DESCRIPTION OF THE TASK:
Check each line of the listing for the word "include" and give only the number of lines that have it.

DATA RECORDS:
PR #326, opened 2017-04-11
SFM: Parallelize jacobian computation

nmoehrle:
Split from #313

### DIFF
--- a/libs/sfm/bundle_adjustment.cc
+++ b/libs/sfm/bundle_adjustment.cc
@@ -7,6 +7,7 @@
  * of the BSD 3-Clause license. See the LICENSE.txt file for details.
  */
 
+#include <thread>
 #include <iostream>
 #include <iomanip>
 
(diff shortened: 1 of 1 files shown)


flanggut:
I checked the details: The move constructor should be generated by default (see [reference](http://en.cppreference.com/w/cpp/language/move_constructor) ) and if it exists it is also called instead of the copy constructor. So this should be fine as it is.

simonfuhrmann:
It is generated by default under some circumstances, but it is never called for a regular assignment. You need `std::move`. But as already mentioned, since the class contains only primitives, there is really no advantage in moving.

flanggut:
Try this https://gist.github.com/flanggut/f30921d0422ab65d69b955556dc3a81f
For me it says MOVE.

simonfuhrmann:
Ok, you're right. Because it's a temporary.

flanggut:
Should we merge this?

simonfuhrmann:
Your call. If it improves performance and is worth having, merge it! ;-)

SOLUTION FOR THIS EXERCISE:
3